HashMap sortiert nicht nach Buchstaben. Da müsstest du schon die was einfalle lassen. (z.B. Ursprungsstring in char-Array packen, gleiche löschen, sortieren).

Wo genau ist dein Problem mit prizentzahlen? Du hast die Gesamtlänge und Anzahl der jeweiligen Buchstaben... reicht doch.
_(wobei mir nicht klar ist, warum du bei der Anzahl bei 0 anfängst)_

Generell zu deinem Vorhaben: du solltest nicht nur einzelne buchstaben untersuchen, sondern generell Tokens: mit Länge 1, mit Länge 2, 3, 4 usw bis X, dann werden die Ergebnisse besser.


----------



## javaFanboy (1. Nov 2010)

Hallo,

wie kann ich denn ein einzelnen String in ein Array packe, welches ich dann auch noch sortieren kann?


----------



## XHelp (1. Nov 2010)

String#toCharArray()


----------



## javaFanboy (1. Nov 2010)

Danke für die Antwort.
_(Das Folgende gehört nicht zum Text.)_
PR #32673, opened 2024-07-03
fonts: Add support for generic font families and font size configuration

### LINKED ISSUE #8371: Handle generic font-family names

### LINKED ISSUE #14773: Make per-document initial computed values actually work in servo
In https://bugzilla.mozilla.org/show_bug.cgi?id=1298588 I'm doing some of the work, and making them work with stylo, but there are some outstanding servo issues:

1. build_shared_layout_context needs to get the per-document structs from somewhere.  Which means they need to live somewhere.
2. All the media query bits.

These may not be urgent because it's possible that in servo right now the initial computed values can't actually change.

mrobinson:
This adds support for generic font families in Servo and allows for
configuration of them as well as their default font sizes. One
interesting fix here is that now monospace default to 13px, like it does
in other browsers.

In addition to that, this exposes a new interface in Stylo which allows
setting a default style. This is quite useful for fonts, but also for
other kinds of default style settings -- like text zoom.

Fixes #8371.
Fixes #14773.

---

- [ ] There are tests for these changes

### DIFF
--- a/components/fonts/platform/freetype/ohos/font_list.rs
+++ b/components/fonts/platform/freetype/ohos/font_list.rs
@@ -10,12 +10,15 @@ use base::text::{is_cjk, UnicodeBlock, UnicodeBlockMethod};
 use log::warn;
 use malloc_size_of_derive::MallocSizeOf;
 use serde::{Deserialize, Serialize};
+use style::values::computed::font::GenericFontFamily;
 use style::values::computed::{
     FontStretch as StyleFontStretch, FontStyle as StyleFontStyle, FontWeight as StyleFontWeight,
 };
 use style::Atom;
 
-use crate::{FallbackFontSelectionOptions, FontTemplate, FontTemplateDescriptor};
+use crate::{
+    FallbackFontSelectionOptions, FontTemplate, FontTemplateDescriptor, LowercaseFontFamilyName,
+};
 
 lazy_static::lazy_static! {
     static ref FONT_LIST: FontList = FontList::new();
@@ -181,16 +184,6 @@ where
     }
 }
 
-pub fn system_default_family(generic_name: &str) -> Option<String> {
-    if let Some(family) = FONT_LIST.find_family(&generic_name) {
-        Some(family.name.clone())
-    } else if let Some(alias) = FONT_LIST.find_alias(&generic_name) {
-        Some(alias.from.clone())
-    } else {
-        FONT_LIST.families.get(0).map(|family| family.name.clone())
-    }
-}
-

Da nimmt einen Java ja richtig Arbeit ab...

Nun habe ich das ganze also in ein Array konvertiert und dann sortiert. Anschließend wieder zu einem langen String zusammengefügt. Nun würde ich gerne dort wieder drüber laufen und die Buchstaben zählen. Wie könnte ich das denn jetzt am geschicktesten machen, damit ich am ende eine tabelle habe mit den absoluten häufigkeiten jedes einzelnen Buchstaben?


----------



## XHelp (1. Nov 2010)

Naja, am besten du machst dir paar Klassen. Vor allem wenn du dann später mit deiner Beispielkollektion vergleichst, wirst es vom Vorteil sein.
Und im voraus das ganze zu sortieren macht wenig Sinn, weil HashMap immer noch in einer eigenen Reihenfolge das ganze speichert. Also entweder dieses Array nur für die Ausgabe verwenden oder wie eRaaaa es gesagt hat: TreeMap


----------



## javaFanboy (1. Nov 2010)

Hallo,

ich hatte jetzt gedacht, dass ich wieder die absoluten Zahlen ermittle. Die müssen ja auch nicht sortiert sein. Dann habe ich eine Liste mit relativen Zahlen zur Verfügung und würde jetzt schauen, bei welcher Sprache der Abstand zu den einzelnen gegebenen Prozentzahlen am kleinsten sind und dieses dann ausgeben.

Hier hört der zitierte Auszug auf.